BEGIN MATERIAL FOR THIS EXERCISE

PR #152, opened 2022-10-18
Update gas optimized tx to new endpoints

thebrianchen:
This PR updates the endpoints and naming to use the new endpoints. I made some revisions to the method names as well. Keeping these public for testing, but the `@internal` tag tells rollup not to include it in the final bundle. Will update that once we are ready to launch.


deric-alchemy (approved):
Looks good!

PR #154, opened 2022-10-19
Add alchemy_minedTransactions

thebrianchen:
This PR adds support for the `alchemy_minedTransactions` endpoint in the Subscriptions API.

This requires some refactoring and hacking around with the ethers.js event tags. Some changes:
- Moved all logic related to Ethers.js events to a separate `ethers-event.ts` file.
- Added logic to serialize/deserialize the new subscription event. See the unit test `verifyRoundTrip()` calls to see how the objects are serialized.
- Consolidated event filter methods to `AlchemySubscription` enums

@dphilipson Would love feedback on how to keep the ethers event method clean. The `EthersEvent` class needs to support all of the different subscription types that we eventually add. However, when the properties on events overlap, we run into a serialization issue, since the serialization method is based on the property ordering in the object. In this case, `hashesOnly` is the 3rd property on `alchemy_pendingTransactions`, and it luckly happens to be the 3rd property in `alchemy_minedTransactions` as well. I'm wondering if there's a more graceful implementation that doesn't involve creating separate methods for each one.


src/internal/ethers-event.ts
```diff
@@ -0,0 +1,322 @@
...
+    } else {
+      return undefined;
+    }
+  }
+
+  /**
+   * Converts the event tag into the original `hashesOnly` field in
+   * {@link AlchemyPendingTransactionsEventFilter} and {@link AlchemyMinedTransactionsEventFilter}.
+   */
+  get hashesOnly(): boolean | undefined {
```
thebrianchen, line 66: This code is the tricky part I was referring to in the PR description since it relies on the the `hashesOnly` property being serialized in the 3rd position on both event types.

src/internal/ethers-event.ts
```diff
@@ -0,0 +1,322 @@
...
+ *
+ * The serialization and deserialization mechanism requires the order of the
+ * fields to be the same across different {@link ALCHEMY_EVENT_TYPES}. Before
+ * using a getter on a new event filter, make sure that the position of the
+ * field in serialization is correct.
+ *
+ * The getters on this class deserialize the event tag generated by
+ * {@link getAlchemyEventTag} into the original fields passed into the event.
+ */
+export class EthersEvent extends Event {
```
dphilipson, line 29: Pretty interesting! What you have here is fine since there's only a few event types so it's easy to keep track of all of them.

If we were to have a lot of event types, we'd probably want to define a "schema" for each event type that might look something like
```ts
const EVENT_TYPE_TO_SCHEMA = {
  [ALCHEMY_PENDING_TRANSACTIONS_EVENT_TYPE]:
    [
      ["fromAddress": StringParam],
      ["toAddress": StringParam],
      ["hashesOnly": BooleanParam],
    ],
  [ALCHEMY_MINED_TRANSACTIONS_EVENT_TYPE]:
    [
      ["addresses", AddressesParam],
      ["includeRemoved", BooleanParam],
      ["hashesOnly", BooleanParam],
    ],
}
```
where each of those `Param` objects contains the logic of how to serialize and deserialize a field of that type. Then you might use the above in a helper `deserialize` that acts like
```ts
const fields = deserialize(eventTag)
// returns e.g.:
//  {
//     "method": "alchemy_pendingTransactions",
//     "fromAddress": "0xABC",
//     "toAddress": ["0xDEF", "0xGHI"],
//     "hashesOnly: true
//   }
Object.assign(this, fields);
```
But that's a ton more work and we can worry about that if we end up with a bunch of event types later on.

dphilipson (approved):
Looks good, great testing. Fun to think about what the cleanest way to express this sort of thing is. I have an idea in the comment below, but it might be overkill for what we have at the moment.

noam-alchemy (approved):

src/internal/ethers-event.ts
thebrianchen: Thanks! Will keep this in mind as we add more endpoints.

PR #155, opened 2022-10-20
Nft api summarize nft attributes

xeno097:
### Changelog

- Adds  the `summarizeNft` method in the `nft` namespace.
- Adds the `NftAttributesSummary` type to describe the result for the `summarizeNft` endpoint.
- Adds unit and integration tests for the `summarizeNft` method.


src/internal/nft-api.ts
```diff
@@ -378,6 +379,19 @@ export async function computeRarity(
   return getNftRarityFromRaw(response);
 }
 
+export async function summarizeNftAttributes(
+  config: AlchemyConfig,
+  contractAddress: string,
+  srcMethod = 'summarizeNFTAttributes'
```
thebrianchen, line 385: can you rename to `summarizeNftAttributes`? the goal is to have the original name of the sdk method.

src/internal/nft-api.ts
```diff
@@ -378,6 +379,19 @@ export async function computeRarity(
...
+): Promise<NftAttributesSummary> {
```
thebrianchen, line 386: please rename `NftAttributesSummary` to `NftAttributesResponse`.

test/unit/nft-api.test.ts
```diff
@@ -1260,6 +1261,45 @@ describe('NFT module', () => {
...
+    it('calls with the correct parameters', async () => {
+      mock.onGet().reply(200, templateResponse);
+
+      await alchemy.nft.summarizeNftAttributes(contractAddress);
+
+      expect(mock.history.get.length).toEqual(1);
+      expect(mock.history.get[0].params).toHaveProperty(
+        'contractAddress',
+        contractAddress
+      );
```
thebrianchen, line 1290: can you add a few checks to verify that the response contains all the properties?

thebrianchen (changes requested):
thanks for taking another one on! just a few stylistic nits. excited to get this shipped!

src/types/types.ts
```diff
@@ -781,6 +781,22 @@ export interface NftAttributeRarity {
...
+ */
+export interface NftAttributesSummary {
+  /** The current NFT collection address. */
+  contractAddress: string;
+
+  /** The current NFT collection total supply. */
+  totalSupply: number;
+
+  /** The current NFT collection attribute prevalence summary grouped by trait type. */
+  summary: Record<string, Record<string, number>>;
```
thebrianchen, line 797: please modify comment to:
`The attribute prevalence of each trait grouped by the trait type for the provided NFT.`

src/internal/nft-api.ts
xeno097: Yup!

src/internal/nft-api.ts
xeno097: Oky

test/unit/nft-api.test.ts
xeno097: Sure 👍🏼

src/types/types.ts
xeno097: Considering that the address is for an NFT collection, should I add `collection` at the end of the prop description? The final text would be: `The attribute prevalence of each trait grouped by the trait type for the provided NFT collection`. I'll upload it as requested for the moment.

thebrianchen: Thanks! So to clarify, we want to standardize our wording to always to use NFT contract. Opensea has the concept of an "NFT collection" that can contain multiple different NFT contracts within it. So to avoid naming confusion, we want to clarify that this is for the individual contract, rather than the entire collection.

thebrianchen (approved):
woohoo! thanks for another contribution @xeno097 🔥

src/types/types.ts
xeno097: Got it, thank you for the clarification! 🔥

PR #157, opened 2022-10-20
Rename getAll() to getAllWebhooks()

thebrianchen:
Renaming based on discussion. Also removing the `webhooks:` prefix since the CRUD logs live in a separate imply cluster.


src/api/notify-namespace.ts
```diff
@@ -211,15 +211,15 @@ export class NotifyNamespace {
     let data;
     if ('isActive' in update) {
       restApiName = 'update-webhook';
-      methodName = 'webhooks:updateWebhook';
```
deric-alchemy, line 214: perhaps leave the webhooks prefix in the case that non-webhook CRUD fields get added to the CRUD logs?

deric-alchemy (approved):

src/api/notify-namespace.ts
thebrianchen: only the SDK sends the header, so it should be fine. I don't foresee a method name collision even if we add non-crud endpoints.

END MATERIAL FOR THIS EXERCISE

_DESCRIPTION OF THE TASK:_
Starting with the first line of the entries and ending with the line that has "- Moved all", copy each line exactly and add nothing.

_RESULT OF THIS EXERCISE:_
PR #152, opened 2022-10-18
Update gas optimized tx to new endpoints

thebrianchen:
This PR updates the endpoints and naming to use the new endpoints. I made some revisions to the method names as well. Keeping these public for testing, but the `@internal` tag tells rollup not to include it in the final bundle. Will update that once we are ready to launch.


deric-alchemy (approved):
Looks good!

PR #154, opened 2022-10-19
Add alchemy_minedTransactions

thebrianchen:
This PR adds support for the `alchemy_minedTransactions` endpoint in the Subscriptions API.

This requires some refactoring and hacking around with the ethers.js event tags. Some changes:
- Moved all logic related to Ethers.js events to a separate `ethers-event.ts` file.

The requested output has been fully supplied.